The data:

PR #6640, opened 2020-04-23
Add req on auth handler

Moumouls:
Can be useful to handle some context for some custom auths


davimacedo:
@Moumouls it looks a good addition. Could you please add a test case?

Moumouls:
@mtrezza if you want to merge this one, we should be okay now :)

src/RestWrite.js
```diff
@@ -477,13 +477,14 @@ RestWrite.prototype.validateAuthData = function() {
...
-RestWrite.prototype.handleAuthDataValidation = function(authData) {
+RestWrite.prototype.handleAuthDataValidation = function (authData) {
   const validations = Object.keys(authData).map(provider => {
     if (authData[provider] === null) {
       return Promise.resolve();
     }
     const validateAuthData = this.config.authDataManager.getValidatorForProvider(
-      provider
+      provider,
+      this
```
davimacedo, line 487: I didn't get it. The idea is to pass the request, right?

Moumouls: Yes, I did not find the real right way to test this thing using current tests. 

So here I just added a test that ensure that the object is correctly passed through functions. Do you have any idea to improve this and test it more properly ?

davimacedo: Maybe you could do a request using the rest api and sending some custom header and assert that this header is available inside a custom adapter. But I believe it will not work. You are passing the RestWrite instance. That's not the request.

Moumouls:
close in favor of: https://github.com/parse-community/parse-server/pull/7052

PR #6644, opened 2020-04-25
improve test code

sunshineo:
1. proper name to describe what the test does
2. remove creation of extra Parse server instance
3. remove the strange file of rest routes for testing
4. use async await

Only the first test in ParseAPI.spec.js was changed, other changes in the file due to eslint
Only removed line 150 in helper.js, other changes in the file due to eslint


sunshineo:
The test failure on travis has nothing to do with my change. All tests passed locally

davimacedo:
I'm not sure if we should remove it yet. @dplewis @acinader thoughts?

sunshineo:
@davimacedo Sounds like there are some stories?

dplewis:
Does it actually create an extra parse server instance? Looks like it would only be created when you call the `rest_create_app` endpoint (only used in the tests you changed).

acinader:
I don't have an opinion.

It would be helpful in the future to break a change like this into two commits: 1. to apply current lint rules 2. the change itself.

sunshineo:
@acinader that is a good idea, I can try that later this weekend

dplewis:
Superced by https://github.com/parse-community/parse-server/pull/7121

@sunshineo Thanks for finding this. I spend hours on tests just to find this.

Directions: Gather each line from the listing above that holds "pull".

Result:
close in favor of: https://github.com/parse-community/parse-server/pull/7052
Superced by https://github.com/parse-community/parse-server/pull/7121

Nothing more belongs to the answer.